Data items

PR #53, opened 2018-12-21
serial: simplify baud rate divisor computation, fix fraction overflow

schodet:
The formula to compute USARTDIV (when OVER8 is 0) is:

    USARTDIV = round (f_CK / (16 * baudrate))

As USARTDIV is a fixed point number with 4 bits fractionnal part (when
OVER8 is 0), this simplifies to:

    USARTDIV_reg = round (f_CK / baudrate)

The original code was computing the rounded fractionnal part which could
overflow. In this case, it could cause an error of 1 when the mantisa is
odd.

### DIFF
--- a/src/serial.rs
+++ b/src/serial.rs
@@ -964,12 +964,9 @@ macro_rules! halUsartImpl {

→ **TASK BRIEF**
Search the data for "overflow". Copy every matching line.

→ **PROBLEM SOLUTION**
serial: simplify baud rate divisor computation, fix fraction overflow
overflow. In this case, it could cause an error of 1 when the mantisa is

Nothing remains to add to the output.